» Data for this exercise:
PR #3262, opened 2019-04-05
Remove _predicate_ from Dgraph.

martinmr:
From now on, expand queries will rely solely on the type of the node.
This change removes all mentions of the `_predicate_` internal pred that
was previously being used to serve this type of queries.

There is also another small change to allow the value of a list variable
to be used as a list of predicates in expand queries.

Also, some of the expand tests in the query package were simplified so that the
output of the test queries is not as long.

Most of the changes due to removing or replacing tests. These changes
are due to one of the following reasons.

1. Tests that were checking for the state of `_predicate_` and are no
longer valid.
2. Tests that were doing checks that should be done inside of the query
package. They have been removed if there was an existing query that was
doing the same or a new test has been added if no similar test existed.
3. Some of the expand tests inside the query package were removed
because there are tests verifying the expand functionality using types.
Since types are now the only way to make expand queries work, these
tests became obsolete.

---
This change is [Reviewable](https://reviewable.io/reviews/dgraph-io/dgraph/3262)


dgraph/cmd/bulk/schema.go
```diff
@@ -37,12 +37,7 @@ type schemaStore struct {
 
 func newSchemaStore(initial []*pb.SchemaUpdate, opt options, state *state) *schemaStore {
 	s := &schemaStore{
-		m: map[string]*pb.SchemaUpdate{
-			"_predicate_": {
-				ValueType: pb.Posting_STRING,
-				List:      true,
-			},
-		},
+		m: map[string]*pb.SchemaUpdate{},
```
golangcibot: File is not `goimports`-ed (from `goimports`)

dgraph/cmd/zero/oracle.go
```diff
@@ -334,21 +333,7 @@ func (s *Server) commit(ctx context.Context, src *api.TxnContext) error {
...
-
-		// Ensure that we only consider checking _predicate_, if expand_edge flag is
-		// set to true, i.e. we are actually serving _predicate_. Otherwise, the
-		// code below, which checks if a tablet is present or is readonly, causes
-		// ALL txns to abort. See #2547.
-		if tablet := s.ServingTablet("_predicate_"); tablet != nil {
-			pkey := fmt.Sprintf("%d-_predicate_", tablet.GroupId)
-			preds[pkey] = struct{}{}
-		}
+
```
golangcibot: File is not `goimports`-ed (from `goimports`)

martinmr:
Ran some benchmarks comparing the performance of the live and bulk loaders when `_predicate_` is enabled/disabled.

For the bulkloader (using the 21 million dataset), I observed an improvement but it was not drastic. The number of edges went down from 120 million to 99 million. We do not observe a 50% reduction in the number of edges because there are nodes that contain more than an edge for a given predicate.

During the mapping phase, it seems that the cost of adding a new `_predicate_` edge is exercised when the first edge is added and repeated edges are more of a no-op. The reduced number of edges speeds up the reduce phase but only by the same percent in the reduction of total edges.

In average, the version without `_predicate_` took around 1m45s to complete the bulk load while the current version took around 2m. The reduction in edges is slightly bigger than the reduction in total time.

For the live loader I used the smaller 1 million dataset. I could not observe any performance differences between the two versions. My hypothesis is that the process is throttled by transactions (which are not involved when the bulk loader is used) so the reduction in edges does not result in a reduction in the total time.

martinmr:
Re did the bulk loader benchmark, this time without any indices in the schema. This time I observe the 50% reduction although the time savings are not 50% but are nonetheless noticeable (1m5s vs 42s).

martinmr:
I ran the live loader benchmarks. Without `_predicate_`, the running time (with the 21 million dataset) is 3m40s. With `_predicate_` is 4m45s. I see a decrease in the running time but not by 50%, just like in the bulk loader.

PR #3273, opened 2019-04-09
Rename dgraph --dgraph option

codexnull:
Having a command line option `--dgraph` that's the same as the program name `dgraph` looks ugly. Rename it to `--alpha`. For consistency, do it across all  subcommands that use it (live, increment, and acl).

Change summary:
* Rename subcommand long options `--dgraph` and `--addr` to `--alpha` and short option `-d` to `-a`.
* Rename acl `--auth_token` short option from `-a` to `-t`.
* Update all tests to use the renamed options.

---
This change is [Reviewable](https://reviewable.io/reviews/dgraph-io/dgraph/3273)

PR #3284, opened 2019-04-12
Fix a few systests using the removed --dgraph flag.

danielmai:
The flag name changed in #3273.

---
This change is [Reviewable](https://reviewable.io/reviews/dgraph-io/dgraph/3284)


danielmai:
It's too bad we currently don't run these tests on every PR.

PR #3314, opened 2019-04-24
Use jsonpb library to unmarshal alter HTTP requests.

martinmr:
This library should be used instead of "encoding/json" to properly parse
json into a protobuf.

---
This change is [Reviewable](https://reviewable.io/reviews/dgraph-io/dgraph/3314)


martinmr:
I checked the history and it doesn't look like the jsonpb library was used before at any point. It's likely that we didn't need it until now because api.Operation only contained strings and booleans so the default json library worked just fine.

PR #3325, opened 2019-04-26
Truncate Raft logs even when no txn commits are happening

manishrjain:
If there are no txn commits but many txns which allocate new read timestamps, the Raft log can still grow a lot because of MaxAssigned updates. This PR would truncate those logs as well to create new snapshot.

---
This change is [Reviewable](https://reviewable.io/reviews/dgraph-io/dgraph/3325)


martinmr:
fyi, you still need to merge the changes from lucas PR to get teamcity working.

PR #3339, opened 2019-04-29
Add prometheus metrics for latest raft applied index and oracle max assigned ts.

danielmai:
This PR is like #3338 but for master branch which uses OpenCensus stats for metrics.

---
This change is [Reviewable](https://reviewable.io/reviews/dgraph-io/dgraph/3339)


danielmai:
Doesn't seem like max assigned is being tracked properly over OpenCensus stats. It's always significantly behind the actual value of the latest timestamp.

PR #3355, opened 2019-05-02
Fix flakiness in snapshot_test.

martinmr:
- Retry mutations when transaction is aborted.
- Retrieve all the values and do the sum in the test instead of relying
on the sum function inside Dgraph.

---
This change is [Reviewable](https://reviewable.io/reviews/dgraph-io/dgraph/3355)


martinmr:
@manishrjain The test is still flaky because of the potential streaming bug but these changes are safe to go in.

» Problem description:
Whenever a line above holds the word "queries", include it in your count, and report nothing but that count.

» Response to the task:
5